[[ Data records open ]]
PR #3209, opened 2021-01-26
build: generate api report during prepare

geoknee:
The api report checked in for the client-api-schema package is out of sync with the source code. This PR hooks report generation into the prepare lifecycle, as it is for the server-wallet. If the API of that package changes, Circle will now fail unless the report is regenerated and checked in. 

Additionally, if running the docs-website locally, the correct report _is_ generated, which dirties your working directory if the report is out of sync. This change will prevent that issue. 

Shortcomings: `prepare` will take a little longer. PRs may unexpectedly fail, it may not be clear why or how to fix. 

# [Optional] :warn: Does this require multiple approvals?
- [x] Is it a significant process change? Arguably, yes. Although it is really an aligning of several processes already in play. 

# Checklist:

## Code quality
## Project management
- [ ] I have linked to relevant issues

### DIFF
--- a/packages/client-api-schema/client-api-schema.api.md
+++ b/packages/client-api-schema/client-api-schema.api.md
@@ -110,13 +110,13 @@ export type ChannelProposedNotification = JsonRpcNotification<'ChannelProposed',
 // @public (undocumented)
 export interface ChannelResult {
     // (undocumented)
+    adjudicatorStatus: 'Challenge' | 'Open' | 'Finalized';
+    // (undocumented)
     allocations: Allocation[];
     // (undocumented)
     appData: string;
     // (undocumented)
     appDefinition: Address;
-    // (undocumented)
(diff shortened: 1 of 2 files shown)


andrewgordstewart:
What's the argument for including this in `prepare`, which as I understand, is meant to make a package consumable by other, local packages?

`prepare` is a blocker for all remaining CI jobs, so lengthening it has a compounding effect on productivity. IMO, we ought to _shorten_ `prepare` as aggressively as possible.

geoknee:
Hmm that's a fair point. I think the implicit argument in my head is that it enables us to enforce that this report is up to date before merging a PR, using existing pipeline. 

I think we can have the best of both worlds. I'll close this for now and try again with something that won't lengthen `prepare`.

geoknee:
See #3220

PR #3210, opened 2021-01-26
chore: remove no-op method from SingleThreadedWallet

geoknee:
This method is a no-op, and it unnecessarily bloats the wallet API. This change restores a more usual approach to class inheritance.

Consumers will now need to be sure they have a `MultiThreadedWallet` before calling `warmUpThreads`. This is easy and this PR makes such a change by way of example. 

## Code quality
## Project management
- [ ] I have linked to relevant issues


andrewgordstewart (approved):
[[ Data records closed ]]
Description of the task. If a line in the material above holds "before", copy it.

Your solution.
Hmm that's a fair point. I think the implicit argument in my head is that it enables us to enforce that this report is up to date before merging a PR, using existing pipeline. 
Consumers will now need to be sure they have a `MultiThreadedWallet` before calling `warmUpThreads`. This is easy and this PR makes such a change by way of example. 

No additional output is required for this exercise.